Petitioner argues that the Legislature may not preclude the courts from exercising the power to direct publication of tax returns because such limitation would, in violation of the Constitution, unlawfully curb the functions of the judiciary. However, the object of the secrecy provisions is to assure every taxpayer making returns that the information therein contained will remain confidential and will be used only for the purpose of computing his tax. The statute indicates a legislative determination that such returns shall not be used as evidence in the ordinary case and shall not, without the taxpayer’s consent, be employed for any purpose other than that stated in the statute. (Brackett v. Commonwealth, 223 Mass. 119, 126; Bowman v. Montcalm Circuit Judge, 129 Mich. 608, 610.) Such objective is wholly reasonable; the statute, as we interpret it, *114is not violative of any constitutional provision and the Legislature may enact such rule. (United States v. Dickey, 268 U. S. 378, 386, 387; 1 Wigmore on Evidence [3d ed.], § 7; Andrews v. Cacchio, 264 App. Div. 791, 792.)
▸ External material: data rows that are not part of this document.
PR #1804, opened 2015-07-10
Log more info about partials rendering

tadast:
With the new smartanswers format the `?debug=1` is not useful in showing where
the content is coming from anymore. The log shows which partials are rendered
but it does not show what code calls it. In some cases the same partial can
be rendered from 10 or more places (e.g. overseas-passports). This adds a line
to the log that shows what code has invoked partial rendering.

Before:
```
Rendered lib/smart_answer_flows/overseas-passports/_passport_costs_ips.govspeak.erb (0.3ms)
```
After:
```
Rendered lib/smart_answer_flows/overseas-passports/_passport_costs_ips.govspeak.erb (0.3ms) from /smart_answer_flows/overseas-passports/ips_application_result.govspeak.erb:120
```

This feature is only invoked when `LOG_PARTIAL_SOURCE` environment variable is set

This is up for discussion, alternative solution suggestions are very welcome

It has uniformly been held that the Federal and State Governments have power to provide that returns made to their officers shall not be revealed by the officers. (United States v. Dickey, supra, at pp. 386, 387; Boske v. Comingore, 177 U. S. 459, 469, 470 ;In re Valecia Condensed Milk Co., 240 F. 310,314; In re Reid, 155 F. 933, 935; Oklahoma Tax Commission v. Clendinning, 143 P. 2d 143,146 [Okla.]; Feather stone v. Norman, 170 Ga. 370.) In Oklahoma Tax Commission v. Clendinning (supra) at page 146, the court in passing upon a similar statute summarized the pertinent principles as follows: No one questions the power of the Legislature to so give tax returns this confidential and privileged status. Similar provisions are- applied to income tax returns in the various states, and to federal income returns, and to various other reports and returns to the Federal Internal Revenue Department. It is not pointed out where any authority has ever denied the power to so provide. The meaning of our statute above quoted is unequivocal and it needs no construction, It means what it says and must he followed by all, including this court and the respondent District Judge. This act constitutes the state’s compact and pledge to the taxpayer that his tax return shall he kept inviolate, confidential and privileged, and not disclosed to any one, nor in any manner, except as specifically authorized by the act itself, and will be used only for the purposes specifically provided.”

For the foregoing reasons the order should be reversed, with twenty dollars costs and disbursements to the defendants-appellants, the motion denied and the cross motion of defendants granted.

Martin, P. J., Glennon, Dore and Callahan, JJ., concur.

Order unanimously reversed, with twenty dollars costs and disbursements to the defendants-appellants, motion denied and the cross motion of defendants granted. Settle order on notice.